Wednesday, January 25, 2012

Robert Burns - Terrorist?


If he were alive and writing today? Yes.

From an article in the Scotsman...

ROBERT Burns’ great song Scots, Wha Hae Wi’ Wallace Bled is considered by many to be an appeal for insurrection. It is not so much about Wallace and Bruce but about Burns using their example to incite the struggle against an increasingly tyrannical and corrupt government in London. The last line “Liberty’s in every blow / Let us do – or die” is not only an incitement to direct violence, it also directly connects Burns with the armed revolutionary struggle then ongoing in France; “Let us do – or die” being the French revolutionaries’ battle cry

Samina Malik, a shop assistant at Heathrow Airport, was the first woman to be convicted under the UK’s Terrorism Act 2000. She was charged with the crime of “possessing records likely to be used for terrorism”. Among these “records” were a number of poems inciting jihad. She was found guilty and sentenced, a judgment later overturned on appeal.

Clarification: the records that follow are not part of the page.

PR #1061, opened 2020-03-02
Add more loggers for diagnosing issues with inferred spans

felixbarny:
Also document known issues


felixbarny:
Also logs statistics about dropped and sent events when the agent shuts down. If log level is set to debug, it logs if events couldn't be added to the ring buffer.

PR #1065, opened 2020-03-04
Exclude directories from modification checks

eyalkoren:
@felixbarny @cachedout Not sure if this would work, but do you see a problem in trying this out?


cachedout:
I don't think this will do any harm but I would still like to understand why this is happening. It's quite unexpected. Thanks for merging this though!

PR #1070, opened 2020-03-04
Exclude Undertow classes from profiling

### LINKED ISSUE #1068: Exclude Undertow from profiling by default
Looking at the pre-release documentation for 1.14.0

`profiling_excluded_classes` currently includes all common Java servers except for Undertow. Adding `io.undertow.*` to the list would save its users from having to add it manually.

eyalkoren:
closes #1068


felixbarny:
Tests are failing because the docs need an update

PR #1483, opened 2020-11-08
Avoid inter-thread context propagation for JMS polling transactions

eyalkoren:
## What does this PR do?
Fixes an issue reported in [the forum](https://discuss.elastic.co/t/invalid-transactions-grouping-with-activemq/252678).

## Checklist

- [ ] This is a bugfix

### DIFF
--- a/apm-agent-plugins/apm-jms-plugin/src/main/java/co/elastic/apm/agent/jms/JmsMessageConsumerInstrumentation.java
+++ b/apm-agent-plugins/apm-jms-plugin/src/main/java/co/elastic/apm/agent/jms/JmsMessageConsumerInstrumentation.java
@@ -228,6 +228,10 @@ public abstract class JmsMessageConsumerInstrumentation extends BaseJmsInstrumen
                     if (messageHandlingTransaction != null) {
                         messageHandlingTransaction.withType(MESSAGE_HANDLING)
                             .withName(RECEIVE_NAME_PREFIX)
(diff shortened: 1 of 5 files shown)


apm-agent-plugins/apm-jms-plugin/src/main/java/co/elastic/apm/agent/jms/JmsMessageConsumerInstrumentation.java
```diff
@@ -227,7 +227,8 @@ public static void afterReceive(@Advice.Origin Class<?> clazz,
                     Transaction messageHandlingTransaction = helper.startJmsTransaction(message, clazz);
                     if (messageHandlingTransaction != null) {
                         messageHandlingTransaction.withType(MESSAGE_HANDLING)
-                            .withName(RECEIVE_NAME_PREFIX);
+                            .withName(RECEIVE_NAME_PREFIX)
+                            .disableAsyncPropagation();
```
felixbarny, line 231: [minor] add a comment on why that's necessary there

felixbarny (approved):

eyalkoren:
Actually....
I rethought this and I want to try a different approach.
If we don't allow inter-thread context propagation when handling a message, we will lose all async executions on the message handling flow. 
Still, the only thread that should `end` a `message-handling` transaction should be the thread that created it.
So I will try this out.

PR #1484, opened 2020-11-09
Using type pool cache only when applying instrumentation for the entire JVM

eyalkoren:
Fixes `type-cache-pool-cleaner` thread leak when calling `ensureInstrumented`


felixbarny (approved):
LGTM

Please add a short description on which issue that fixes.

PR #1495, opened 2020-11-09
End message-handling transactions only on creating thread

eyalkoren:
## What does this PR do?
Fixes an issue reported in [the forum](https://discuss.elastic.co/t/invalid-transactions-grouping-with-activemq/252678).
Supersedes #1483 

## Checklist

- [ ] This is a bugfix


eyalkoren:
I just realized there is a potential bug in this approach with the following scenario:
1. Thread A starts a message-handling transaction called T1 when a message is received at the end of the `receive` invocation 
2. Thread A submits a task for another poll and go on to handle the message
3. Thread B picks this task and due to the concurrency plugin, it activates transaction T1
4. Thread B invokes the `receive` method, seeing there is an active transaction it did not activate, so it deactivates it
5. Thread B exits the `receive` invocation, starting a new transaction - T2 based on the received message
6. The task execution ends, so the concurrency plugin deactivates T2 on Thread B, which already issues a warning in the log for deactivating a span that is not the one it activated
7. There is no thread that can `end` T2

There are multiple ways to fix that, but all of which introduce some new risks and complications that stem from the fact that something deactivates something it did not activate.

So, we will find a Spring-JMS-specific solution

PR #1496, opened 2020-11-10
Excluding Spring-JMS specific Runnable from the concurrent plugin

eyalkoren:
## What does this PR do?
Yet another stab on fixing the issue reported in [the forum](https://discuss.elastic.co/t/invalid-transactions-grouping-with-activemq/252678), without losing context propagation for JMS-poll-transactions altogether and with minimal effect on anything else.
Supersedes #1483.

## Checklist

- [x] This is a bugfix
  - [x] I have adjusted the current Spring JMS test so that it would fail without this fix


felixbarny (approved):
The overall approach LGTM, but tests are failing. Is it related to this PR?

eyalkoren:
> tests are failing. Is it related to this PR?

It must be, but probably related to the concurrency plugin dependency. Checking...

eyalkoren:
Apparently what happened is that since a transaction is created and activated before each test starts, then when registering a `MessageListener`, this is done on a task that runs on a different thread and due to the concurrency plugin, the transaction is activated on this thread. Then, when `onMessge` is invoked, there is an active transaction on that thread, so the receive transaction is not created.

I split the Spring test into a separate module that has the dependencies on Spring JMS and on the concurrency plugin.

eyalkoren:
And now the `pom` thing 🤦 
Fixing...

felixbarny (approved):

PR #1508, opened 2020-11-12
remove useless allocation in TraceState.copyOf()

### LINKED ISSUE #1503: Allocation rate increase after PR 1384
The https://github.com/elastic/apm-agent-java/pull/1384 PR introduced a performance regression for allocation rate, about extra 50 bytes per transactions are now allocated.

image

SylvainJuge:
## What does this PR do?

Fixes #1503 

## Checklist

- [x] This is a bugfix
  - [x] ~I have added tests that would fail without this fix~ tested locally with async-profiler


eyalkoren (changes requested):
Leaking a member of a pooled object to another pooled object is very problematic.

I think we should avoid adding the `header` field to the `tracestate` list (in `TraceState#set()`) and adjust the `TraceState#toTextHeader()` method (as well as the `TraceState.TextTracestateAppender#join()` method) to append it only when required.
`TraceState#copyFrom()` already takes care of copying the `header` value.

One additional thing to fix is resetting `header` in `TraceState#resetState`.

apm-agent-core/src/main/java/co/elastic/apm/agent/impl/sampling/ConstantSampler.java
```diff
@@ -36,12 +37,15 @@
 
     private final boolean decision;
     private final double rate;
+
     private final String rateString;
```
eyalkoren, line 41: We can remove this one I guess
```suggestion
```

apm-agent-core/src/main/java/co/elastic/apm/agent/impl/sampling/ConstantSampler.java
```diff
@@ -36,12 +37,15 @@
...
+    private final String traceStateHeader;
 
     private ConstantSampler(boolean decision) {
         this.decision = decision;
-        rate = decision ? 1.0d : 0.0d;
-        rateString = Double.toString(rate);
+        this.rate = decision ? 1.0d : 0.0d;
+        this.rateString = Double.toString(rate);
```
eyalkoren, line 47:
```suggestion
```

apm-agent-core/src/main/java/co/elastic/apm/agent/impl/sampling/ProbabilitySampler.java
```diff
@@ -56,16 +56,16 @@
...
-        lowerBound = -higherBound;
+        this.higherBound = (long) (Long.MAX_VALUE * samplingRate);
+        this.lowerBound = -higherBound;
         this.sampleRate = samplingRate;
-        rateString = Double.toString(samplingRate);
+        this.traceStateHeader = TraceState.getHeaderValue(samplingRate);
     }
 
-    public static Sampler of(double samplingRate) {
+    public static Sampler of(double samplingRate) { // use 'Double' here
```
eyalkoren, line 68: I didn't get this comment

apm-agent-core/src/main/java/co/elastic/apm/agent/impl/sampling/Sampler.java
```diff
@@ -57,8 +57,10 @@
      */
     double getSampleRate();
 
+    // While header is not related to sampler itself, putting this here allows to reuse the same
+    // String instance as long as the sample rate does not change to minimize allocation
```
eyalkoren, line 61: 👍  Can be added to the javadoc

eyalkoren (approved):
LGTM.
Few minor comment.

PR #1518, opened 2020-11-19
Add JVM params to load testing

SylvainJuge:
- add the ability to add some extra JVM parameters for load testing
- add missing requirements for param generation
- make `--gh-token` parameter mandatory otherwise list of agent releases is empty


.ci/load/Jenkinsfile
```diff
@@ -25,10 +25,11 @@ pipeline {
...
+        string(name: "jvm_options", defaultValue: "", description: "Extra JVM options")
         string(name: "concurrent_requests", defaultValue: "100", description: "The number of concurrent requests to test with")
-        string(name: "duration", defaultValue: "10m", description: "Test duration. Specify with unit. Ex: 30m, 1h")
+        string(name: "duration", defaultValue: "10", description: "Test duration in minutes. Max: 280")
```
cachedout, line 32: Ah. We need to change this in `gen_params.py` to be `string(name: "duration", defaultValue: "10m", description: "Test duration. Specify with unit. Ex: 30m, 1h")` and then regenerate this snippet. Otherwise, we will break the option that's passed to Locust, which requires the unit to be passed in.

Let me know if you'd like to me to just make a PR against yours for this change for this. I'm happy to. :)

cachedout (changes requested):

.ci/load/Jenkinsfile
SylvainJuge: fixed in the last commit.

cachedout (approved):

The parallels between Burns and Malik are obvious: radicalised politics; associating with others of a like mind; connections with foreign terrorist groups and a call to insurrection. So how would Robert Burns, who styled himself a “son of sedition”, fare if he were to be judged by the standards of our current anti-terror legislation? Would we find him detained in Barlinnie Prison, languishing in solitary confinement and composing his jail diaries? If Scots Wha Hae could be indictable under our contemporary terror legislation, for what else might Burns have been prosecuted?